> _Task details_:
Repeat the listing below exactly.

> _Source material_:
*** Begin section ***

PR #10798, opened 2024-05-27
Add EntityScareByEntityEvent for Armadillos

joshuaprince:
Add a new event for when an entity "scares" another entity. As of 1.20.6, only armadillos can be scared.

---

As far as I could tell, there is no way* to prevent a player from scaring 1.20.5's armadillos and making them roll up into their shells. This adds a simple way to do so.

*tried: EntityPoseChangeEvent (not called for armadillos, also no scared-by entity reference), EntityTargetEvent (not called for armadillos)

## Choices and Alternatives

1. This event is called pre-cancelled when *any* living entity is within 7 blocks of the armadillo.
    - Pro: Plugins have full control over the conditions that scare an armadillo, such as adding more entities that scare armadillos.
    - Con: Lots of pre-cancelled events. Might be easy to misuse or log spam with `ignoreCancelled = false`.
    - Alternative: Only call the event when the scare actually happens, so that the event can be cancelled but not forced.

2. The event is named generically.
    - Pro: Anything "scareable" in the future can be rolled into this event.
    - Con: This could be misinterpreted as being called when wolves scare skeletons, cats scare creepers, etc.
    - Alternative 1: Include skeleton and creeper scares by pets in this event.
    - Alternative 2: Rename the event `ArmadilloScareByEntityEvent`.

## Testing

- Event is called as expected while an entity is within 7 blocks of an armadillo, ~3 times per second.
- Event continues to be called while the entity is nearby, even while the armadillo is rolled up.
- `getEntity()` and `getScaredBy()` return the correct entities in a test plugin.
- `setCancelled(true)` makes armadillos unscareable.
- `setCancelled(false)` makes armadillos immediately scared as soon as any living entity is nearby.

### DIFF
--- a/patches/server/1051-Add-EntityScareByEntityEvent.patch
+++ b/patches/server/1051-Add-EntityScareByEntityEvent.patch
@@ -1,0 +1,40 @@
+From 0000000000000000000000000000000000000000 Mon Sep 17 00:00:00 2001
+From: Joshua Prince <joshua@jtprince.com>
+Date: Sun, 26 May 2024 19:23:43 -0700
+Subject: [PATCH] Add EntityScareByEntityEvent
+
+
+diff --git a/src/main/java/net/minecraft/world/entity/animal/armadillo/Armadillo.java b/src/main/java/net/minecraft/world/entity/animal/armadillo/Armadillo.java
+index b38281f963377cc82b360e8457da7cad033b8c36..c9dbf3444c73f2c983d511db33dbf74807e3b82c 100644
+--- a/src/main/java/net/minecraft/world/entity/animal/armadillo/Armadillo.java
++++ b/src/main/java/net/minecraft/world/entity/animal/armadillo/Armadillo.java
+@@ -229,17 +229,24 @@ public class Armadillo extends Animal {
+     public boolean isScaredBy(LivingEntity entity) {
+         if (!this.getBoundingBox().inflate(7.0D, 2.0D, 7.0D).intersects(entity.getBoundingBox())) {
+             return false;
+-        } else if (entity.getType().is(EntityTypeTags.UNDEAD)) {
+-            return true;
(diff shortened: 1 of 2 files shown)


patches/server/1051-Add-EntityScareByEntityEvent.patch
```diff
@@ -0,0 +1,40 @@
...
+-            return true;
++            isScared = true;
+         } else if (entity instanceof Player) {
+             Player entityhuman = (Player) entity;
+ 
+-            return entityhuman.isSpectator() ? false : entityhuman.isSprinting() || entityhuman.isPassenger();
++            isScared = entityhuman.isSpectator() ? false : entityhuman.isSprinting() || entityhuman.isPassenger();
+         } else {
+-            return false;
++            isScared = false;
```
kennytv, line 32: Shouldn't be called here

kennytv (commented):
Having it generic is good I think, but then you should already add a call in `AvoidEntityGoal` for the other uses

patches/server/1051-Add-EntityScareByEntityEvent.patch
joshuaprince: It's also called at L29, even if the Player didn't actually scare the armadillo. Is it worth calling the event pre-cancelled in these cases? I put my reasoning in the PR body (choice 1).

joshuaprince:
Replaced by https://github.com/PaperMC/Paper/pull/10835

patches/server/1051-Add-EntityScareByEntityEvent.patch
kennytv: Separate API to expand what it is scared by might be more appropriate, I think this would already be doable by adding a custom goal. In any case, we generally don't call events for such cases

*** End section ***

> _Your solution_:
PR #10798, opened 2024-05-27
Add EntityScareByEntityEvent for Armadillos

joshuaprince:
Add a new event for when an entity "scares" another entity. As of 1.20.6, only armadillos can be scared.

---

As far as I could tell, there is no way* to prevent a player from scaring 1.20.5's armadillos and making them roll up into their shells. This adds a simple way to do so.

*tried: EntityPoseChangeEvent (not called for armadillos, also no scared-by entity reference), EntityTargetEvent (not called for armadillos)

## Choices and Alternatives

1. This event is called pre-cancelled when *any* living entity is within 7 blocks of the armadillo.
    - Pro: Plugins have full control over the conditions that scare an armadillo, such as adding more entities that scare armadillos.
    - Con: Lots of pre-cancelled events. Might be easy to misuse or log spam with `ignoreCancelled = false`.
    - Alternative: Only call the event when the scare actually happens, so that the event can be cancelled but not forced.

2. The event is named generically.
    - Pro: Anything "scareable" in the future can be rolled into this event.
    - Con: This could be misinterpreted as being called when wolves scare skeletons, cats scare creepers, etc.
    - Alternative 1: Include skeleton and creeper scares by pets in this event.
    - Alternative 2: Rename the event `ArmadilloScareByEntityEvent`.

## Testing

- Event is called as expected while an entity is within 7 blocks of an armadillo, ~3 times per second.
- Event continues to be called while the entity is nearby, even while the armadillo is rolled up.
- `getEntity()` and `getScaredBy()` return the correct entities in a test plugin.
- `setCancelled(true)` makes armadillos unscareable.
- `setCancelled(false)` makes armadillos immediately scared as soon as any living entity is nearby.

### DIFF
--- a/patches/server/1051-Add-EntityScareByEntityEvent.patch
+++ b/patches/server/1051-Add-EntityScareByEntityEvent.patch
@@ -1,0 +1,40 @@
+From 0000000000000000000000000000000000000000 Mon Sep 17 00:00:00 2001
+From: Joshua Prince <joshua@jtprince.com>
+Date: Sun, 26 May 2024 19:23:43 -0700
+Subject: [PATCH] Add EntityScareByEntityEvent
+
+
+diff --git a/src/main/java/net/minecraft/world/entity/animal/armadillo/Armadillo.java b/src/main/java/net/minecraft/world/entity/animal/armadillo/Armadillo.java
+index b38281f963377cc82b360e8457da7cad033b8c36..c9dbf3444c73f2c983d511db33dbf74807e3b82c 100644
+--- a/src/main/java/net/minecraft/world/entity/animal/armadillo/Armadillo.java
++++ b/src/main/java/net/minecraft/world/entity/animal/armadillo/Armadillo.java
+@@ -229,17 +229,24 @@ public class Armadillo extends Animal {
+     public boolean isScaredBy(LivingEntity entity) {
+         if (!this.getBoundingBox().inflate(7.0D, 2.0D, 7.0D).intersects(entity.getBoundingBox())) {
+             return false;
+-        } else if (entity.getType().is(EntityTypeTags.UNDEAD)) {
+-            return true;
(diff shortened: 1 of 2 files shown)


patches/server/1051-Add-EntityScareByEntityEvent.patch
```diff
@@ -0,0 +1,40 @@
...
+-            return true;
++            isScared = true;
+         } else if (entity instanceof Player) {
+             Player entityhuman = (Player) entity;
+ 
+-            return entityhuman.isSpectator() ? false : entityhuman.isSprinting() || entityhuman.isPassenger();
++            isScared = entityhuman.isSpectator() ? false : entityhuman.isSprinting() || entityhuman.isPassenger();
+         } else {
+-            return false;
++            isScared = false;
```
kennytv, line 32: Shouldn't be called here

kennytv (commented):
Having it generic is good I think, but then you should already add a call in `AvoidEntityGoal` for the other uses

patches/server/1051-Add-EntityScareByEntityEvent.patch
joshuaprince: It's also called at L29, even if the Player didn't actually scare the armadillo. Is it worth calling the event pre-cancelled in these cases? I put my reasoning in the PR body (choice 1).

joshuaprince:
Replaced by https://github.com/PaperMC/Paper/pull/10835

patches/server/1051-Add-EntityScareByEntityEvent.patch
kennytv: Separate API to expand what it is scared by might be more appropriate, I think this would already be doable by adding a custom goal. In any case, we generally don't call events for such cases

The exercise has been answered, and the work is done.